Currently, limited partnerships are tax transparent entities. It means that they are taxed only at the level of the partners and not the company itself. According to the announcements of the Ministry of Finance, this situation is going to be changed – after the change, the income tax will be paid by the limited partnership as well. Although it does not follow from the published information, it can be assumed that the distribution of profit from a limited partnership to its partners will also be taxed, similarly to the case of capital companies and a limited joint-stock partnership. An analogous taxation system may also be introduced for general partnerships whose partners participating in the general partnership’s profits are not disclosed.

  • Transfer of the tax burden on the sale of shares in the so-called real estate companies from the seller (shareholder) to this real estate company
  • Extension of taxation to the issue of post-liquidation assets to shareholders

Article 14a of the Polish Corporate Income Tax Act regulates the tax consequences of settling liabilities through non-monetary performance.
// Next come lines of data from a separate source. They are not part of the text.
PR #136, opened 2022-04-20
Validation grounding results objects

Framba-Luca:


unified_planning/solvers/results.py
```diff
@@ -65,9 +71,34 @@ class PlanGenerationResult:
...
+        # Check that status and error_info are consistent with eachother
+        if self.status == ValidationResultStatus.VALID and self.error_info != '':
+            raise UPUsageError(f'The Validation Result Status is {str(self.status)} but the error_info string is set.')
+
+
+@dataclass
+class GroundingResult:
+    '''Class that represents the result of a Solver.ground call.'''
+    problem: Optional[Problem]
+    rewrite_back_plan: Optional[Callable[[Plan], Plan]] #NOTE maybe "lift_plan" is a better name
```
mikand, line 97: +1 for `lift_plan`

unified_planning/solvers/results.py
```diff
@@ -65,9 +71,34 @@ class PlanGenerationResult:
...
+            raise UPUsageError(f'The Result status is {str(self.status)} but the plan is {str(self.plan)}.\nWith this status the plan must be None.')
         self.metrics = {}
         self.log_messages = [] #NOTE Here, is this init right? Since it is done after the __init__ the value might be deleted
         return self
+
+@dataclass
+class ValidationResult:
+    '''Class that represents the result of a validate call.'''
+    status: ValidationResultStatus
+    error_info: str = ''
```
mikand, line 85: Maybe we can optionally ask a validator to report the sequence of states? Something like `trace : List[State]`?
@alvalentini what do you think? We could re-use the state object we defined for simulated effects?

mikand (changes requested):
@Framba-Luca looks good!

I left some comments, but the major missing point is to update the protobuf file in the `grpc` package!

unified_planning/solvers/results.py
alvalentini: We cannot reuse the same state object because the one we defined for simulated effects is an interface, but we can define a class that implement it.

However, I think that a `trace : List[State]` makes sense only for sequential plan validation, right?

unified_planning/grpc/unified_planning.proto
```diff
@@ -482,6 +482,31 @@ message PlanGenerationResult {
...
+// Message sent by the validator.
+message ValidationResult {
+    enum ValidationResultStatus {
+        // The Plan is valid for the Problem; error_info can't be set.
+        VALID = 0;
+        // The Plan is not valid for the Problem; error_info must be set.
+        INVALID = 1;
+    }
+    ValidationResultStatus status = 1;
+    // Optional. Informations about why the Plan is not valid fo the Problem
```
mikand, line 494:
```suggestion
    // Optional. Information about why the Plan is not valid for the Problem
```

unified_planning/solvers/results.py
mikand: You are right, I'll open an issue and we postpone this.

unified_planning/test/test_transformer.py
```diff
@@ -36,5 +36,5 @@ def test_transformer(self):
             t.get_transformed_actions(a)
         with self.assertRaises(NotImplementedError):
             t.get_rewritten_problem()
-        with self.assertRaises(NotImplementedError):
+        with self.assertRaises(AttributeError):
```
mikand, line 39: I would say that this is not a meaningful test :smile:

unified_planning/transformers/transformer.py
```diff
@@ -46,27 +46,18 @@ def get_rewritten_problem(self) -> Problem:
...
-                old_actions.append(ActionInstance(self.get_original_action(ai.action), ai.actual_parameters))
-            return SequentialPlan(old_actions)
-        elif isinstance(plan, TimeTriggeredPlan):
-            s_new_actions_d = plan.actions
-            s_old_actions_d = []
-            for s, ai, d in s_new_actions_d:
-                s_old_actions_d.append((s, ActionInstance(self.get_original_action(ai.action), ai.actual_parameters), d))
-            return TimeTriggeredPlan(s_old_actions_d)
-        raise NotImplementedError
+        This method uses self._replace_action_instance; which MUST be rewritten if the specific Transformer extension changes
```
mikand, line 58: Is it a MUST or a MAY? You only override it in the grounder...

mikand (approved):
Very good job @Framba-Luca .
I assume you also aligned the pyperplan grounder, right? 
I left some minor comments to be fixed, then @alvalentini you can go ahead and merge without another round of code review.

mikand:
@arbimo This PR has a slight overlap with #112 . Do you prefer that we wait for #112 for merging this?

arbimo:
> @arbimo This PR has a slight overlap with #112 . Do you prefer that we wait for #112 for merging this?

That would be great, mostly because then the responsibility of writing the protobuf converters and tests would rely on someone else than me =)
Jokes appart, if #112 can be reviewed promptly and does not necessite many iterations then I think it might make sense to wait.

As food for thought, #112 extends the Result message with an `Engine` message that I think would also make sense in the new results here (in fact, I named it engine precisely with this in mind).

unified_planning/grpc/unified_planning.proto
```diff
@@ -531,6 +531,31 @@ message Engine {
...
+message ValidationResult {
+    enum ValidationResultStatus {
+        // The Plan is valid for the Problem; error_info can't be set.
+        VALID = 0;
+        // The Plan is not valid for the Problem; error_info must be set.
+        INVALID = 1;
+    }
+    ValidationResultStatus status = 1;
+    // Optional. Information about why the Plan is not valid for the Problem
+    string error_info = 2;
```
arbimo, line 544: Maybe this could reuse the log message of plan results. I think the 4 verbosity level there are equally applicable to validation output (and we definitly want to allow having detailed feedback from the validator).

arbimo (commented):
Just a quick comment on the `.proto`. 

Regarding the generation of the bindings, we currently check in CI there that the binding present are the ones that would be generated from `protoc 3.6.1` (the version available on ubuntu 20.04). This is mostly an arbitrary choice that can be changed but should ensure that the protobuf bindings do not change depending on which developer generated them.

unified_planning/solvers/parallel.py
```diff
@@ -72,33 +71,18 @@ def _run_parallel(self, fname, *args):
             if isinstance(res, BaseException):
                 raise res
             else:
-                assert isinstance(res, up.solvers.PlanGenerationResult)
+                assert isinstance(res, up.solvers.result.Result)
                 # If the planner is sure about the result (optimality of the result or impossibility of the problem or the problem does not need optimality) exit the loop
-                if res.status == PlanGenerationResultStatus.SOLVED_OPTIMALLY or res.status == PlanGenerationResultStatus.UNSOLVABLE_PROVEN or (res.status == PlanGenerationResultStatus.SOLVED_SATISFICING and not optimality_required):
+                if res.is_definitive_result(args[0]):
```
alvalentini, line 76:
```suggestion
                if res.is_definitive_result(*args):
```

alvalentini (changes requested):

alvalentini (approved):

mikand (changes requested):
@Framba-Luca  Looks good, but please add some tests as the coverage decreases quite a lot with this PR

unified_planning/grpc/proto_reader.py
```diff
@@ -524,13 +524,13 @@ def _convert_plan_generation_result(self, result: proto.PlanGenerationResult, pr
...
-        # TODO: Extend the protobuf convertors to handle metrics and logs in results
+        # TODO: Extend the protobuf convertors to handle metrics and log_messages in results
         return unified_planning.solvers.PlanGenerationResult(
             status=status,
             plan=self.convert(result.plan, problem),
-            planner_name=result.planner.name,
+            engine_name=result.engine.name,
             # metrics=result.metrics,
-            # log_messages=[self.convert(log) for log in result.logs],
+            # log_messages=[self.convert(log) for log in result.log_messages],
```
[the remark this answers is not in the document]
arbimo: @franklinselva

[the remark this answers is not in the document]
franklinselva: The updated `PlanGenerationResult` is now lined up with the proto convertors.

PR #137, opened 2022-04-20
Added a __repr__ method to ProblemKind class

Framba-Luca:


unified_planning/model/problem_kind.py
```diff
@@ -52,6 +52,9 @@ class ProblemKind(metaclass=ProblemKindMeta):
     def __init__(self, features: Set[str] = set()):
         self._features: Set[str] = set(features)
 
+    def __repr__(self) -> str:
+        return f'ProblemKind features = [{", ".join(self._features)}]'
```
alvalentini, line 56: I think it is better:
```suggestion
        return f'[{", ".join(self._features)}]'
```

mikand:
@Framba-Luca 3 things:
1. Also add a __str__ method
2. In python (generally) the __repr__ method returns a representation that is valid python code, s here we could print someting like "ProblemKind([<features>])"?
3. I would like to have a better readable representation in the __str__ method, even multi-line if possible

PR #138, opened 2022-04-28
Autopromote initial defaults to fluent defaults on fluent creation.

arbimo:
The problem class currently contains an initial default parameter that can be set in the constructor.

This is essentially useful to support some classes of problems (especially in PDDL), however it has several shortcomings:

 - it can only be set at problem creation, which means it can only be used for primitive types.
 - it is redundent with the fluent defaults. To know whether a given fluent has a default value, one would to check into two places.

This PR essentially, keeps the initial defaults construct as it is useful in a few contexts but modifies its usage.
However it changes its usage: whenever a new fluent is created with no explicit default, we check in the initial default whether this type has a global default and if so we associate it with the fluent.

This does not change any behavior but ensures that the default values are stored in a single place.

### DIFF
--- a/unified_planning/model/problem.py
+++ b/unified_planning/model/problem.py
@@ -42,7 +42,7 @@ class Problem:
         self._timed_goals: Dict['up.model.timing.TimeInterval', List['up.model.fnode.FNode']] = {}
         self._goals: List['up.model.fnode.FNode'] = list()
         self._metrics: List['up.model.metrics.PlanQualityMetric'] = []
-        # The field initial default optionally associates a non-user type to a default value. When a new fluent is
+        # The field initial default optionally associates a type to a default value. When a new fluent is
         # created with no explicit default, it will be associated with the initial-default of his type, if any.
         self._initial_defaults: Dict['up.model.types.Type', 'up.model.fnode.FNode'] = {}
         for k, v in initial_defaults.items():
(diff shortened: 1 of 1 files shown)


unified_planning/model/problem.py
```diff
@@ -42,6 +42,8 @@ def __init__(self, name: str = None, env: 'up.environment.Environment' = None, *
         self._timed_goals: Dict['up.model.timing.TimeInterval', List['up.model.fnode.FNode']] = {}
         self._goals: List['up.model.fnode.FNode'] = list()
         self._metrics: List['up.model.metrics.PlanQualityMetric'] = []
+        # The field initial default optionally associates a non-user type to a default value. When a new fluent is
```
alvalentini, line 45: Why only `non-user` type?

alvalentini:
Apart the very minor comment, I think this PR is good and solves the issue in #112.

@mikand what do you think?

mikand:
LGTM! @alvalentini merge at will! :smile:

unified_planning/model/problem.py
alvalentini: @arbimo I updated your comment removing the `non-user`, since it is possible to define the default also for a `UserType`.

arbimo: That's right, thank you.

PR #139, opened 2022-04-29
CI colab testing

Framba-Luca:


test_colab.sh
```diff
@@ -0,0 +1,32 @@
...
+            trim_rows="true"
+        elif [[ "${line}" == *"${eoi}"* ]]
+        then
+            trim_rows="false"
+        elif [ "${trim_rows}" = "false" ]
+        then
+            echo "${line}" >> ${file_tested_name}
+        fi
+    done < "${python_file}"
+    ipython3 ${file_tested_name}
```
mikand, line 25: It would be nice to only show the output of a failing execution instead of the whole output

test_colab.sh
```diff
@@ -0,0 +1,32 @@
...
+    if [ ! $? == 0 ]; then
+        rm ./unified_planning/notebook/*.py
```
mikand, line 27: No need to clean after yourself in CI, but OK

test_colab.sh
```diff
@@ -0,0 +1,32 @@
...
+        exit 1
```
mikand, line 28: You can Avoid the entire if by using `set -e` (https://www.delftstack.com/howto/linux/bash-set-e/#:~:text=If%20the%20command%20returns%20a,exits%20when%20a%20command%20fails.)

mikand (commented):
@Framba-Luca Good work! I left some small improvements suggestions

test_colab.sh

According to the current ruling of the Supreme Administrative Court, the release of post-liquidation property to its partners is not covered by the provisions of Art. 14a of the CIT Act and therefore not subject to CIT. Considering the above, the Ministry of Finance intends to clarify Art. 14a of the CIT Act by stating explicitly that its norm also covers „transfer by a liquidated company (co-operative) of tangible assets to its partners (shareholders, members of a co-operative) by way of division of the assets of the liquidated legal person”.

  • Limiting the possibility of settling losses in the case of:
    1. acquisition of another entity, or
    2. when the taxpayer has received an in-kind contribution in the form of an enterprise or an organized part of an enterprise, or 
    3. when a cash contribution was made for which the taxpayer acquired the enterprise or an organized part of the enterprise.
  • Changes in the method of determining the value of debt financing costs that may be classified as tax deductible costs. The above is to eliminate interpretation doubts regarding the excess of debt financing costs.
  • Extending the obligation to apply the arm’s length principle – the changes will apply to situations where the beneficial owner has its seat in the so-called „tax haven”. In addition, the scope of obligations for such transactions is to be increased.
  • Adjusting the regulations concerning the division of income into non-residents to the standards introduced by the so-called MLI Convention.
  • Increasing the income threshold for „small taxpayers” entitled to apply the 9% CIT rate from EUR 1.2 M of revenues to EUR 2 M of revenues.
  • Introducing changes in the tax on commercial real estate (the so called MinCIT), allowing for the extension of the exemption in a situation in which after December 31, 2020, the „state of epidemic” will be continued in Poland.
  • Approximation of the principles of tax and accounting depreciation and amortization.
  • Limiting the possibility of manipulating the depreciation rates (mainly by reducing them) in a situation where the taxpayer benefits from the CIT exemption.
  • Introducing the obligation to prepare and publish information on the „tax policy” for a given tax year, which may result in the imposition of additional obligations on a taxpayers.